Below is an example image of the “Overview” tab. - Column A will list what table the information is about - Column B the column name - Column C the data type - Column D the maximum length of the values (number of characters/digits) - Column E is the number of rows (with text files it will return - 1) - Column F will tell you how many rows of the N rows were scanned - Column G shows how many of the checked rows are empty - Column H shows a count of the unique values within the checked rows. This number is sometimes an upper limit of the unique values, indicated by a
<= sign (v0.9.0) - Column I shows the percentage of unique values among all (0% = constant value, 100% = unique column) (v0.9.0)
For a tab that describes a single table, the columns names from the source table (or delimited text file) will be across the columns of the Excel tab. Each source table column will generate two columns in the Excel. One column will list all distinct values that have a “Min cell count” greater than what was set at time of the scan (Section - Performing the Scan). If a list of unique values was truncated, the last value in the list will be “List truncated”; this indicates that there are one or more additional unique source values that appear less than the number entered in the “Min cell count” described in Section - Performing the Scan. Next to each distinct value will be a second column that contains the frequency, or the number of times that value occurs in the data. These two columns (distinct values and frequency) will repeat for all the source columns in the table profiled in the workbook.
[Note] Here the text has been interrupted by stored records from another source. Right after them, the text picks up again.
PR #31, opened 2026-07-25
refactor(ab-testing): discriminative description, drop restated summary sections

ericrisco:
Context-engineering pass on `skills/ab-testing/SKILL.md` against the updated `scripts/skill-rubric.md`. **No technical substance changed** — every formula, default, library call, number and recommendation is byte-identical to before.

## Metrics

| | Before | After |
|---|---|---|
| `description` chars | 746 | **350** |
| SKILL.md bytes | 12012 | **9831** |
| SKILL.md lines | 191 | **159** |
| `scripts/eval-lint.sh` | PASS | **PASS** (should_trigger=7, should_not_trigger=5, capability=1) |

> Note: the commit body quotes 9789 bytes / 158 lines — those were pre-final-edit figures and the amended commit could not be pushed (force-push is blocked by policy). The correct figures are the ones in the table above.

## Description

Before (746 chars) carried a nine-phrase `Triggers: '...'` keyword list. After (350 chars):

> Use when designing or analyzing a controlled experiment — falsifiable hypothesis, sample size from an MDE, reading significance/CI/power, CUPED, or rescuing tests that won't go significant. NOT recurring metric tracking (that is `analytics`), NOT north-star/KPI trees (that is `kpi-framework`), NOT projecting metrics forward (that is `forecasting`).

All three `NOT` siblings verified to exist under `skills/`, and all three are genuine near-misses in `evals/cases.yaml`, so each boundary clause earns its characters.

## Removed

- **`## When to use`** (5 bullets) — restated the description almost verbatim; its reference pointers duplicated links already sitting at point of use in Steps 2/3/5.
- **The trailing `## Decision table`** (9 rows) — a summary, not a branch point. Rows 1–3 duplicated the Step 4 metric-type table exactly; the rest restated Step 3 (sequential vs fixed horizon) and Step 5 (CUPED yes/no) prose that already explains *why*, which teaches judgment better than a bare row.
- **The standalone `## References` index** — both files are now linked inline where the reader needs them, with the same contents summary folded into the Step 2 and Step 3 pointers. Nothing became unlinked.
- One line of stance prose ("Do the math first…") that the anti-patterns table and Step 3 already enforce concretely.

## Deliberately kept

- **The pre-test checklist.** It overlaps Steps 1–3 by design: it is the emittable pre-flight gate, the steps are the reasoning behind it.
- **The Step 4 metric-type table** — the flow genuinely branches there.
- **The full anti-patterns table** (rubric requires one; all 9 rows are distinct failure modes, none a restatement of a step).
- **Every `Why:` clause next to the rule it governs** (peeking inflates Type-I, ~1/MDE² scaling, 3 primaries ≈ 14% FPR). Load-bearing, non-obvious, and already adjacent to their step rather than in a separate rule bank — so no rule-bank surgery was needed; this skill never had "Iron rules" or a "Rationalizations — STOP" table.
- **The `## Checkable artifact` note** — `scripts/verify.sh` is undiscoverable otherwise.

## Verification

- `bash scripts/eval-lint.sh | grep '^ab-testing'` → `PASS (should_trigger=7, should_not_trigger=5, capability=1)`
- `description` is 350 chars (≤350 aim, ≤1024 hard limit) and parses as single-line quoted YAML
- Both `references/pitfalls.md` and `references/sample-size-and-cuped.md` are linked from the body
- All code fences language-tagged (`text`, `python`, `python`, `text`)
- `manifest.json` untouched (regenerated by the orchestrator); `npm test` / `npm run validate` not run (no node_modules in this worktree)

### DIFF
--- a/skills/ab-testing/SKILL.md
+++ b/skills/ab-testing/SKILL.md
@@ -1,6 +1,6 @@
 ---
 name: ab-testing
-description: "Use when designing or analyzing a controlled experiment — writing a falsifiable hypothesis, sizing a test from a minimum detectable effect, reading significance/confidence intervals/power, or rescuing a test that 'won't go significant'. Triggers: 'how many users do I need to detect a 2% lift', 'is this result significant', 'control 540/10000 vs variant 590/10000', 'why is my A/B test inconclusive', 'we keep peeking and stopping early', 'set up CUPED to speed up the test', 'sample ratio mismatch', 'cuántos usuarios necesito para el test', 'el experiment no surt significatiu'. NOT recurring metric tracking (that is analytics), NOT defining north-star/KPI trees (that is kpi-framework), NOT projecting a metric forward (that is forecasting)."
+description: "Use when designing or analyzing a controlled experiment — falsifiable hypothesis, sample size from an MDE, reading significance/CI/power, CUPED, or rescuing tests that won't go significant. NOT recurring metric tracking (that is `analytics`), NOT north-star/KPI trees (that is `kpi-framework`), NOT projecting metrics forward (that is `forecasting`)."
 tags: [ab-testing, experimentation, statistics, cuped, sample-size, hypothesis-testing]
 recommends: [analytics, kpi-framework, forecasting, data-cleaning, python, reporting]
 origin: risco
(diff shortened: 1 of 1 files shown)


ericrisco:

PR #32, opened 2026-07-25
refactor(analyze): cut the description 940→434 chars and drop redundant rule banks

ericrisco:
Context-engineering pass on `skills/analyze/SKILL.md` against the updated `scripts/skill-rubric.md`. Phase semantics preserved exactly — `analyze` is still the report-only pre-implementation gate, still runs the same six analyses, still writes the same report.

## Numbers

| | Before | After |
|---|---|---|
| `description` | 940 chars | **434 chars** |
| SKILL.md | 13,958 bytes / 141 lines | **10,377 bytes / 106 lines** |
| eval-lint | — | **PASS** (`should_trigger=7, should_not_trigger=6, capability=1`) |

## Description

Deleted the 11-phrase `Triggers: '...'` keyword list — the model matches by meaning, and this is a `core`-profile skill, so that list was paid for in context on every turn it is installed, invoked or not. Rebuilt as what/when plus a four-way discriminative boundary against real siblings: `tasks` (the phase before), `implement` (the phase after), `verify` (the post-code gate people confuse with this pre-code one) and `clarify` (which *resolves* the ambiguity analyze only *reports*).

## Removed

- **"When to use / when NOT to use"** (10 lines) — the description now carries the boundary; the missing-artifact case was already handled in Inputs.
- **"Red flags — stop and report"** (6 lines) — three of four bullets restated Inputs or the report-only rule. The one genuinely new bullet (findings pouring in across all six checks → re-run `clarify`/`plan` first) was folded into Output §4, next to the routing it governs.
- **Model-routing mechanics paragraph** — `sdd` owns that method; replaced by one line naming this phase's tier (`heavy`) and pointing at `../sdd/references/model-routing.md`.
- **Three of eight anti-pattern rows** that duplicated other rows or restated "run all six analyses".
- **The standalone "The one rule that defines this skill" heading** — the rule is kept, compressed into one paragraph next to the chain position, saying *why* it is absolute instead of shouting NON-NEGOTIABLE.

## Deliberately kept

- Report-only discipline; the six analyses including the carrier-completeness / isolated-implementer check; the requirement-coverage map; the severity scale; the report + OKF v0.1 output contract; the next-in-chain hand-off. Wording unchanged where it was already tight — this is a context pass, not a content rewrite.
- **Anti-patterns table** (rubric requires one), reframed from rationalization→reality to anti-pattern→why it breaks the gate.
- **The accompaniment dial**, compressed to a pointer plus an L0..L3 table: that L-level mapping is *this* phase's report-rendering contract (asserted by the capability eval), not a restatement of what `init` owns.

## Verification

- `bash scripts/eval-lint.sh | grep '^analyze'` → `PASS`
- description 434 chars (≤1024 hard limit), parses as single-line quoted YAML
- all four sibling links resolve (`../sdd/SKILL.md`, `../sdd/references/model-routing.md`, `../plan/references/plan-template.md`, `../tasks/SKILL.md`)
- no `references/` dir in this skill, so nothing is left unlinked
- `manifest.json` untouched (derived; orchestrator regenerates)

Note for the orchestrator: `analyze` has **no result-envelope block** — it never had one, unlike `specify`/`tasks`/`implement`/`verify`/`ship`. Adding one would be a content change, so it was left out of this pass; worth a follow-up if the chain expects envelopes from every phase.

### DIFF
--- a/skills/analyze/SKILL.md
+++ b/skills/analyze/SKILL.md
@@ -1,6 +1,6 @@
 ---
 name: analyze
-description: "Use when the spec, plan and task list are written and you want a last consistency check BEFORE any code is touched — the pre-implementation GATE of the rsc-sdd chain. It cross-reads constitution vs spec vs plan vs tasks and reports gaps, contradictions, duplication, ambiguity and scope drift, mapping every artifact to the requirements it claims to satisfy. Report-only: it never edits artifacts and never writes code; the user decides each resolution. Triggers: 'analyze', 'analiza la spec antes de implementar', 'cross-check constitution spec plan tasks', 'consistency gate', 'are spec and plan aligned', 'did we miss any requirement', 'scope drift check', 'gap analysis before coding', 'is the plan complete', 'sanity-check before implement', 'coverage of requirements'. NOT clarifying a single spec (that is `clarify`), NOT writing the plan or tasks, NOT running tests/lint (that is `verify`), NOT root-causing a bug (that is `debug`)."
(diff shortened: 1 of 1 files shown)


ericrisco:

PR #33, opened 2026-07-25
refactor(api-design): cut the trigger-phrase list from the description and move reference pointers to the step that needs them

ericrisco:
Context-engineering pass on `skills/api-design/` against the updated `scripts/skill-rubric.md`. **No technical substance changed** — every recommendation, status code, RFC, header, version and command is byte-identical to before.

## Numbers

| Metric | Before | After | Δ |
|---|---|---|---|
| `description` chars | 914 | **387** | −527 (−58%) |
| SKILL.md bytes | 13132 | **12416** | −716 (−5.5%) |
| SKILL.md lines | 189 | **182** | −7 |
| `eval-lint.sh` | PASS | **PASS** | 7 should_trigger / 5 should_not_trigger / 1 capability |

## What was removed

- **The `Triggers: '...'` phrase list** (11 quoted phrases, EN + ES). The description sits in context on *every* turn the skill is installed, invoked or not, and the model matches by meaning — enumerating surface forms was pure per-turn cost.
- **The `NOT receiving inbound webhooks` clause.** `webhooks` is the least confusable of the four boundaries and is still delegated by name in the Handoff section.
- **The trailing `## References` index.** All four reference files were already pointed at inline from the section that needs them, so the index was a second copy of the same pointers. The content signals it carried that were *not* already inline (content negotiation, rate-limit headers, HATEOAS note, the three versioning mechanisms, what `scripts/verify.sh` checks) were folded into the inline pointers rather than dropped, and all four are now real markdown links.

## What was deliberately kept

This skill was **already written to the new shape**. There were no `Iron rules (non-negotiable)` / `Rationalizations — STOP` banks to delete, no re-teaching of another skill's material, and no accompaniment-dial duplication. So the honest diff is small:

- **The Anti-patterns table** — the rubric requires one.
- **The REST-vs-GraphQL and pagination decision tables** — the flow genuinely branches there.
- **The Bad/Good URL table alongside the four modeling rules.** They look redundant but are not: the rules carry PUT-vs-PATCH semantics and the query-string grammar example (`?status=open&sort=-created_at&fields=id,title`), neither of which the table states.
- **The `Your one job` framework-neutrality paragraph** — it is the scope boundary that stops this skill drifting into `fastapi`/`nestjs` territory.

## Note on the 350-char aim

The description landed at **387**, over the ≤350 aim by 37 and far under the 1024 hard limit. Held there on purpose: the three retained boundaries (`fastapi`/`nestjs`/`go`/`nodejs`, `secure-coding`, `api-connector-builder`) are exactly the near-misses the eval `should_not_trigger` set names. Trimming to 350 meant dropping one of them, which costs discriminative power — the dimension the rubric actually scores.

## Verification

- `bash scripts/eval-lint.sh | grep '^api-design'` → `api-design PASS (should_trigger=7, should_not_trigger=5, capability=1)`
- `description` = 387 chars, parses as single-line quoted YAML, third person, `Use when` lead, explicit `NOT … (that is <sibling>)` boundaries.
- All 4 files under `references/` are linked from the body.
- All 8 `../<sibling>/SKILL.md` links resolve; all 8 `recommends` ids are real skills.
- All 5 opening code fences language-tagged.

### DIFF
--- a/skills/api-design/SKILL.md
+++ b/skills/api-design/SKILL.md
@@ -1,6 +1,6 @@
 ---
 name: api-design
-description: "Use when designing the contract of a network API before/independent of implementation — modeling resources and URLs, choosing REST vs GraphQL, picking a versioning strategy, defining one consistent error envelope, and settling pagination/filtering/idempotency conventions. Triggers: 'design the REST API for X', 'what should the endpoints be', 'how do I version this without breaking clients', 'should this be REST or GraphQL', 'cursor vs offset pagination', 'standard error format for my API', 'RFC 9457 problem details', 'idempotency key on POST', '200 with error body', 'diseña la API REST de esto', 'cómo verziono la API sin romper clientes'. NOT implementing endpoints in a framework (that is fastapi/nestjs/go/nodejs), NOT security/auth hardening (that is secure-coding), NOT receiving inbound webhooks (that is webhooks), NOT building an outbound client to a third-party API (that is api-connector-builder)."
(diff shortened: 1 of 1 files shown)


ericrisco:

PR #35, opened 2026-07-25
refactor(plan): discriminative description, progressive-disclosure body

ericrisco:
Context-engineering pass on `skills/plan/SKILL.md` against the updated `scripts/skill-rubric.md`. SDD phase semantics are unchanged — this is presentation, not content.

## Numbers

| | before | after |
| --- | --- | --- |
| `description` | 881 chars | **418 chars** |
| `SKILL.md` | 14489 bytes / 221 lines | **9471 bytes / 148 lines** |

## Description

Deleted the 9-phrase `Triggers: '…'` keyword list (pure per-turn cost — the model matches by meaning). Kept an explicit `NOT <x> (that is \`sibling\`)` boundary against all four neighbours — `specify` and `clarify` before, `tasks` and `implement` after — so the phase is choosable from the description alone.

> Use when an approved, clarified spec must become a technical blueprint before any code — the SDD phase between clarify and tasks: architecture, contracts, data flow, testing strategy, sequencing and risks, at structure altitude, never framework syntax. NOT the what/why spec (that is `specify`), NOT the ambiguity sweep (that is `clarify`), NOT the task breakdown (that is `tasks`), NOT the code (that is `implement`).

## Removed

- **§1–§7 per-section prose** that restated, sentence for sentence, the guidance already in `references/plan-template.md` — which is linked and loaded exactly when a plan is being written. Only the three sections that fail quietly (architecture, testing strategy, risks) stay inline.
- The **duplicated architecture diagram** (template §2 has it) and the prose duplicate of the `reserve` contract example.
- **Re-teaching owned elsewhere**: the model-routing protocol mechanics (`sdd` owns them → pointer to `../sdd/references/model-routing.md`) and what the accompaniment dial is (`init` owns it → pointer).
- The **"Rationalization" framing** of the anti-patterns table, reworded to anti-pattern → why it fails / fix.

## Deliberately kept

- The **anti-patterns table** (rubric-required), all 8 rows — each routes or prevents a real failure.
- The **entry gate** with both STOP branches (no spec → `specify`, unclarified spec → `clarify`). It is the phase's routing contract; the reason is now stated ("every phase downstream inherits the guess") rather than shouted.
- **"Decide structure, not syntax"** plus the language-neutral contract example — this phase's entire altitude.
- The section table, the artifact/slug rule ("one plan per spec, same name"), the plan-specific dial table, the always-propose-isolation block, and the chain position.

One row **added**: `§0 Global Constraints`. It is already in `references/plan-template.md` and `tasks`/`implement`/`analyze` all depend on the plan carrying it, but the body's section table never mentioned it.

## Verification

- `bash scripts/eval-lint.sh | grep '^plan '` → `plan PASS (should_trigger=7, should_not_trigger=6, capability=1)`
- `description` 418 ≤ 1024, parses as single-line quoted YAML
- `references/plan-template.md` is linked from the body (the only reference file)
- Every `../<sibling>/SKILL.md` link resolves: clarify, constitution, fastapi, flutter, go, init, nextjs, postgresdb, specify, tasks, worktrees
- `manifest.json` untouched (regenerated by the orchestrator)

### DIFF
--- a/skills/plan/SKILL.md
+++ b/skills/plan/SKILL.md
@@ -1,6 +1,6 @@
 ---
 name: plan
-description: "Use when turning an approved, clarified spec into a technical implementation plan — the SDD phase between clarify and tasks. Covers architecture and component boundaries, the public interfaces/contracts, data model and data flow, the testing strategy, sequencing, and the risk register. Triggers: 'plan this feature', 'how should we build this', 'design the architecture', 'write the implementation plan', 'plan.md', 'what's the data flow', 'how do we test this', 'what are the risks', 'we have the spec, now what'. Reads the spec under 02-DOCS/wiki/sdd/specs/ and the constitution; writes 02-DOCS/wiki/sdd/plans/<slug>.md; defers concrete stack mechanics (framework APIs, ORM, test tooling) to the relevant stack skill. NOT requirements capture (that's specify), NOT ambiguity removal (that's clarify), NOT the task breakdown (that's tasks). Honors the harness accompaniment dial."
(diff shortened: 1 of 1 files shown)


ericrisco:

PR #37, opened 2026-07-25
refactor(api-connector-builder): migrate to the Claude-5-era authoring rubric

ericrisco:
## Metrics

| | Before | After |
|---|---|---|
| `description` chars | 891 | **349** (target ≤350, hard limit 1024) |
| Body bytes | 16032 | **14505** |
| Body lines | 285 | **268** (ceiling 400) |

## What went

- **The `Triggers:` phrase list** — seven quoted prompts across EN/ES/CA. The model matches by meaning; a keyword list is pure per-turn cost on every install, invoked or not. That single deletion is most of the 542 chars.
- **The "Operating posture" bullet bank.** Four of five rules were already stated where they govern: env-only secrets, per-request timeouts and "never log the token" are rows in the anti-patterns table with identical consequences, and "read the vendor docs first" is what Step 0 is. The unique one — *one connector = one vendor* — moved into the intro beside the deliverable it constrains, per "a rule in context is followed, a rule in an appendix is skimmed".
- **The "this skill is outbound, webhooks is the inverse" paragraph** — a third restatement of a boundary the description and the anti-patterns already carry.
- **The trailing reference index.** Both files were already linked inline at point of use, so the index was a second copy of the same two links; the one detail only it carried (dedup-on-overlap) was folded into the inline pagination mention. Every file under `references/` remains linked from the body.

## What stayed, and why

- **The anti-patterns table** — required by the rubric, and a different animal from a rule bank: it names concrete failure modes (re-POST without an idempotency key, `for page in range(N)`, token in query string) rather than repeating rules stated above it.
- **Every decision table** — auth-flow selection, retry-vs-don't by status, rate-limit header precedence, pagination style. The flow genuinely branches at each.
- **Both bad/good code pairs** (retry loop, rate-limit wait) and the two-language worked connector — judgment taught by demonstration, not padding.
- **All sourced claims verbatim** — OAuth 2.1 deltas, RFC 9700 refresh rotation, AWS Builders' Library on jitter and idempotency, tenacity 9.1.4 / undici, with their access dates.

Substance is unchanged: no recommendation, version, figure, command or claim was altered. Only `skills/api-connector-builder/SKILL.md` is touched — `manifest.json` left for the orchestrator to regenerate.


ericrisco:

PR #40, opened 2026-07-25
refactor(ai-media): migrate to the Claude-5-era authoring rubric

ericrisco:
## Numbers

| | Before | After |
|---|---|---|
| `description` chars | 762 | **344** |
| SKILL.md bytes | 14679 | **13331** |
| SKILL.md lines | 197 | **181** |
| `scripts/eval-lint.sh` | PASS | **PASS** (should_trigger=6, should_not_trigger=5, capability=1) |

## What went

- **The `Triggers:` list.** Seven quoted phrases in EN/ES/CA, 400+ chars sitting in context on every turn the skill is installed whether or not it fires. The model matches by meaning; the list was pure per-turn cost. The description now leads with what it does, keeps the modality list that actually discriminates, and closes with **two** real boundaries — `NOT still-image generation/editing (that is replicate-images); NOT code-rendered React compositing (that is remotion-video)` — where before there was one.
- **`## The one rule`.** A standalone section restating what the pipeline's own step 1 and the first anti-patterns row already say. The rule is worth keeping, so it moved into the lead paragraph of `Pipeline shape` — the step it governs — with its reasoning (metered re-rolls, mux-time aspect/sample-rate surprises) intact.
- **`## Hand-offs` and `## References` tails.** Trailing indexes whose links all already appear inline at point of use. Verified link survival before deleting: `replicate-images` (img→video input + worked pipeline), `fal`/`replicate` (model selection + cost), `remotion-video` (routing row), `references/models-and-params.md` (×3), `references/ffmpeg-assembly.md` (assembly lead). The single link that lived **only** in the tail — `video-shorts` — was promoted into the "Faceless short" table row, and the ffmpeg reference's caption-burning coverage folded into its inline mention.

## What stayed, and why

- **The anti-patterns table.** Required by the rubric, and a different animal from a rationalization bank: it names concrete failure modes (`-c copy`-concat of mismatched clips, mixing without per-track loudnorm, shipping music without checking rights), not rules already stated above it.
- **All four decision tables** — pipeline shape, TTS tiers, img→video models, music licensing. The flow genuinely branches on each, and the img→video table is the load-bearing "choose by the binding constraint" surface.
- **The bad/good VO sample-rate pair**, which teaches the judgment by demonstration rather than by rule.
- **The end-to-end ordered pipeline** and its `scripts/verify.sh` hook — the actionability anchor.
- **Every dated caveat**: the `eleven_v3` verify-availability-first warning, the 2026-05-07 TTS price cut vs the separate Music cut, the 2026-06 duration/pricing snapshots. Freshness is the heaviest rubric dimension; none of it was touched.

## Invariants checked

- Both `references/` files still linked from the body.
- All `../<sibling>/SKILL.md` links resolve (`video-shorts`, `remotion-video`, `replicate-images`, `fal`, `replicate`).
- Frontmatter parses as YAML; description well under the 1024 hard limit.
- Substance preserved exactly — no recommendation, version, command, or figure changed. `manifest.json` untouched (orchestrator regenerates).

### DIFF
--- a/skills/ai-media/SKILL.md
+++ b/skills/ai-media/SKILL.md
@@ -1,6 +1,6 @@
 ---
 name: ai-media
-description: "Use when turning a creative goal into a finished media file by orchestrating multiple generative-media models and gluing the pieces with ffmpeg — narrated explainer, product teaser, faceless short, AI voiceover, image-to-video clip, background score, or muxing/ducking/normalizing/stitching existing assets. Triggers: 'make a narrated video with AI voice and B-roll', 'generate a voiceover and mix it over the footage', 'duck the music under the voiceover', 'stitch the scene clips into one MP4 and normalize loudness', 'turn this still into a 9:16 clip with a music bed', 'genérame una voz en off y un vídeo para este guion con música de fondo', 'posa música de fons i abaixa-la quan parla la veu'. NOT still-image generation/editing (that is replicate-images)."
+description: "Use when a creative goal must become a finished media file: pick and order generative-media models per modality — AI voiceover, image-to-video clips, score — then glue them with ffmpeg (mux, duck, loudnorm, concat). NOT still-image generation/editing (that is `replicate-images`); NOT code-rendered React compositing (that is `remotion-video`)."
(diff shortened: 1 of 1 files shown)


ericrisco:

The report is powerful in understanding your source data by highlighting what exists. For example, the above results were given back on the “SEX” column within one of the tables scanned, we can see that there were two common values (1 and 2) that appeared 61,491 and 35,401 times respectively. WhiteRabbit will not define 1 as male and 2 as female; the data holder will typically need to define source codes unique to the source system. However these two values (1 & 2) are not the only values present in the data because we see this list was truncated. These other values appear with very low frequency (defined by “Min cell count”) and often represent incorrect or highly suspicious values. When generating an ETL we should not only plan to handle the high-frequency gender concepts 1 and 2 but the other low-frequency values that exist within this column.
If the option for numerical statistics is checked, then a set of statistics is calculated for all integer, real and date data types. The following statistics are added to the Overview sheet:
If the number of values is smaller than the set reservoir size, then the standard deviation and three quartile boundaries are the exact population statistics. Otherwise, the statistics are approximated based on a representative sample. The average, minimum and maximum are always true population statistics. For dates, the numerical statistics are calculated by using epoch days. The standard deviation of dates is given in days, the other statistics are converted to a date representation.
This feature allows one to create a fake dataset based on a WhiteRabbit scan report. Fake data can be generated outputted directly to database tables or as csv. The resulting dataset could be used to develop ETL code when direct access to the data is not available. This feature is currently still experimental.